Issue #1378, opened 2017-08-20
Should RemoteAuthenticationOptions validate SignInScheme != null?


HaoK:
This should validation was lost at some point, SignInScheme is required for remote auth.

HaoK:
Or maybe we removed this validation to enable calling the default sign in scheme...

davidfowl:
Can we also validate and SignInScheme != Scheme, are the schemes stored on the instances of the handlers themselves?

HaoK:
We will likely have to validate that outside of the normal validation (not AuthenticationSchemeOptions.Validate, but inside of the base RemoteAuthenticationHandler itself to have access to the scheme name, and we'd likely have to also explicitly check for when its the default that fallback to itself as well.

PinpointTownes:
> Can we also validate and SignInScheme != Scheme, are the schemes stored on the instances of the handlers themselves?

Exactly what I had recommended here: https://github.com/aspnet/Security/issues/1264#issuecomment-309100351

> We will likely have to validate that outside of the normal validation

You can easily do that in `EnsureSignInScheme` as you have access to both names: https://github.com/aspnet/Security/blob/488eb44467eb677eab62bdc49aa6255cc1be3119/src/Microsoft.AspNetCore.Authentication/AuthenticationServiceCollectionExtensions.cs#L98-L101

Tratcher:
Related issue to address:
https://github.com/aspnet/Security/blob/488eb44467eb677eab62bdc49aa6255cc1be3119/src/Microsoft.AspNetCore.Authentication/AuthenticationServiceCollectionExtensions.cs#L98-L101
There should be an additional `?? _authOptions.DefaultScheme;` for when DefaultSignInScheme isn't set. That's what was starting some of the stack overlfows by passing nulls.

HaoK:
b9d9418f6d4fecd8e3b0c60538bb985c15e31fcc

PR #1422, opened 2017-09-13
Block SignInScheme = self

HaoK:
Fixes https://github.com/aspnet/Security/issues/1378

@Tratcher

### DIFF
--- a/src/Microsoft.AspNetCore.Authentication/AuthenticationBuilder.cs
+++ b/src/Microsoft.AspNetCore.Authentication/AuthenticationBuilder.cs
@@ -97,6 +97,10 @@ namespace Microsoft.AspNetCore.Authentication
             public void PostConfigure(string name, TOptions options)
             {
                 options.SignInScheme = options.SignInScheme ?? _authOptions.DefaultSignInScheme;
+                if (options.SignInScheme == name)
+                {
+                    throw new InvalidOperationException(Resources.Exception_RemoteSignInSchemeCannotBeSelf);
+                }
             }
         }
     }
--- a/src/Microsoft.AspNetCore.Authentication/AuthenticationBuilder.cs
+++ b/src/Microsoft.AspNetCore.Authentication/AuthenticationBuilder.cs
@@ -84,7 +84,7 @@ namespace Microsoft.AspNetCore.Authentication
             return AddScheme<TOptions, THandler>(authenticationScheme, displayName, configureOptions: configureOptions);
         }
 
-        // Used to ensure that there's always a default data protection provider
+        // Used to ensure that there's always a default sign in scheme that's not itself
         private class EnsureSignInScheme<TOptions> : IPostConfigureOptions<TOptions> where TOptions : RemoteAuthenticationOptions
         {
             private readonly AuthenticationOptions _authOptions;
--- a/src/Microsoft.AspNetCore.Authentication/AuthenticationBuilder.cs
+++ b/src/Microsoft.AspNetCore.Authentication/AuthenticationBuilder.cs
@@ -97,7 +97,7 @@ namespace Microsoft.AspNetCore.Authentication
             public void PostConfigure(string name, TOptions options)
             {
                 options.SignInScheme = options.SignInScheme ?? _authOptions.DefaultSignInScheme ?? _authOptions.DefaultScheme;
-                if (options.SignInScheme == name)
+                if (string.Equals(options.SignInScheme, name, StringComparison.Ordinal))
                 {
                     throw new InvalidOperationException(Resources.Exception_RemoteSignInSchemeCannotBeSelf);
                 }
--- a/src/Microsoft.AspNetCore.Authentication/AuthenticationBuilder.cs
+++ b/src/Microsoft.AspNetCore.Authentication/AuthenticationBuilder.cs
@@ -96,7 +96,7 @@ namespace Microsoft.AspNetCore.Authentication
 
             public void PostConfigure(string name, TOptions options)
             {
-                options.SignInScheme = options.SignInScheme ?? _authOptions.DefaultSignInScheme;
+                options.SignInScheme = options.SignInScheme ?? _authOptions.DefaultSignInScheme ?? _authOptions.DefaultScheme;
                 if (options.SignInScheme == name)
                 {
                     throw new InvalidOperationException(Resources.Exception_RemoteSignInSchemeCannotBeSelf);
--- a/src/Microsoft.AspNetCore.Authentication/Resources.resx
+++ b/src/Microsoft.AspNetCore.Authentication/Resources.resx
@@ -130,6 +130,6 @@
     <value>The '{0}' option must be provided.</value>
   </data>
   <data name="Exception_RemoteSignInSchemeCannotBeSelf" xml:space="preserve">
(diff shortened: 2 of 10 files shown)


src/Microsoft.AspNetCore.Authentication.Facebook/Properties/Resources.Designer.cs
```diff
@@ -15,16 +15,14 @@ internal static class Resources
         /// </summary>
         internal static string Exception_OptionMustBeProvided
         {
-            get { return GetString("Exception_OptionMustBeProvided"); }
+            get => GetString("Exception_OptionMustBeProvided");
```
Tratcher: revert? It's kindof weird to include these with your change. Especially when we want to backport it.

src/Microsoft.AspNetCore.Authentication/AuthenticationBuilder.cs
```diff
@@ -97,6 +97,10 @@ public EnsureSignInScheme(IOptions<AuthenticationOptions> authOptions)
             public void PostConfigure(string name, TOptions options)
             {
                 options.SignInScheme = options.SignInScheme ?? _authOptions.DefaultSignInScheme;
+                if (options.SignInScheme == name)
+                {
+                    throw new InvalidOperationException(Resources.Exception_RemoteSignInSchemeCannotBeSelf);
```
HaoK: Note: this is technically in the wrong place, it SHOULD be in RemoteAuthenticationOptions.Validate....but we don't pass in the authenticationScheme name we are validating :(  whoops...   So this is the next best spot, its almost as good (but will block anyone from setting sign in scheme via a later PostConfigure)

src/Microsoft.AspNetCore.Authentication/AuthenticationBuilder.cs
```diff
@@ -97,6 +97,10 @@ public EnsureSignInScheme(IOptions<AuthenticationOptions> authOptions)
             public void PostConfigure(string name, TOptions options)
             {
                 options.SignInScheme = options.SignInScheme ?? _authOptions.DefaultSignInScheme;
```
Tratcher: There should be an additional  `?? _authOptions.DefaultScheme;` for when DefaultSignInScheme isn't set. That's what was starting some of the stack overlfows.

src/Microsoft.AspNetCore.Authentication/AuthenticationBuilder.cs
```diff
@@ -97,6 +97,10 @@ public EnsureSignInScheme(IOptions<AuthenticationOptions> authOptions)
...
+                if (options.SignInScheme == name)
```
Tratcher: string.equals with a specific comparer (ordinal?)

test/Microsoft.AspNetCore.Authentication.Test/TwitterTests.cs
```diff
@@ -18,6 +18,19 @@ namespace Microsoft.AspNetCore.Authentication.Twitter
     public class TwitterTests
     {
         [Fact]
+        public async Task VerifySignInSchemeCannotBeSetToSelf()
+        {
+            var server = CreateServer(o =>
+            {
+                o.ConsumerKey = "Test Consumer Key";
+                o.ConsumerSecret = "Test Consumer Secret";
+                o.SignInScheme = TwitterDefaults.AuthenticationScheme;
```
Tratcher: Any tests for users specifying DefaultSignInScheme wrong rather than the direct option?

src/Microsoft.AspNetCore.Authentication/AuthenticationBuilder.cs
HaoK: Oops this is actually another bug, this should actually be using IAuthenticationSchemeProvider.DefaultSignInScheme I'll fix this now too

src/Microsoft.AspNetCore.Authentication.Facebook/Properties/Resources.Designer.cs
HaoK: I guess, we should fix this repo to be clean when you run ./build.cmd /t:resx which is what I did to generate the new resource

We aren't planning on porting this one back are we?  The other fix is important, this one just results in a better error message

src/Microsoft.AspNetCore.Authentication/AuthenticationBuilder.cs
HaoK: Hrm so that's actually an interesting question, we don't define the mixed casing behavior anywhere today.  Options just flows the name as is, we use constants mostly so this behavior actually isn't clearly defined today.  I guess we probably should be case insensitive for the purposes of auth schemes?

Tratcher: I think it has always been explicitly case sensitive.

src/Microsoft.AspNetCore.Authentication/AuthenticationBuilder.cs
Tratcher: The DefaultScheme bit needs to get backported, that's an otherwise valid configuration that currently fails.

HaoK: Fair enough so the real important fix out of all of this is for the PostConfigure to switch to using the SchemeProvider

HaoK: Ugh options being sync only bites again, so we can't cleanly use the provider since that's async, I guess we can just do the ghetto fallback using only the options

test/Microsoft.AspNetCore.Authentication.Test/TwitterTests.cs
HaoK: I added 2 variants to the FB tests to verify the default sign in / default scheme flow, facebook's CreateServer was the ugliest so it exposed the proper overloads needed :)

src/Microsoft.AspNetCore.Authentication.Facebook/Properties/Resources.Designer.cs
HaoK: I pulled the other resx changes into: https://github.com/aspnet/Security/pull/1424

HaoK: I'll get that in first, and then rebase so these resx diffs will go away

src/Microsoft.AspNetCore.Authentication/Resources.resx
```diff
@@ -129,4 +129,7 @@
   <data name="Exception_OptionMustBeProvided" xml:space="preserve">
     <value>The '{0}' option must be provided.</value>
   </data>
+  <data name="Exception_RemoteSignInSchemeCannotBeSelf" xml:space="preserve">
+    <value>The SignInScheme for a remote authentication handler cannot be set to itself.  If it was not explicitly set, the AuthenticationOptions.DefaultSignInScheme is used.</value>
```
Tratcher: Or DefaultScheme

Tratcher:
Also open a backport to 2.0.x bug for the DefaultScheme fallback, if not the whole PR.

Tratcher:
Filed https://github.com/aspnet/Security/issues/1435 for backport.

HaoK:
b9d9418f6d4fecd8e3b0c60538bb985c15e31fcc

● **AIM OF THE TASK**:
Every line of the listing that includes the word "fallback" belongs in the answer.

● **SOLVED EXERCISE**:
We will likely have to validate that outside of the normal validation (not AuthenticationSchemeOptions.Validate, but inside of the base RemoteAuthenticationHandler itself to have access to the scheme name, and we'd likely have to also explicitly check for when its the default that fallback to itself as well.
HaoK: Ugh options being sync only bites again, so we can't cleanly use the provider since that's async, I guess we can just do the ghetto fallback using only the options
Also open a backport to 2.0.x bug for the DefaultScheme fallback, if not the whole PR.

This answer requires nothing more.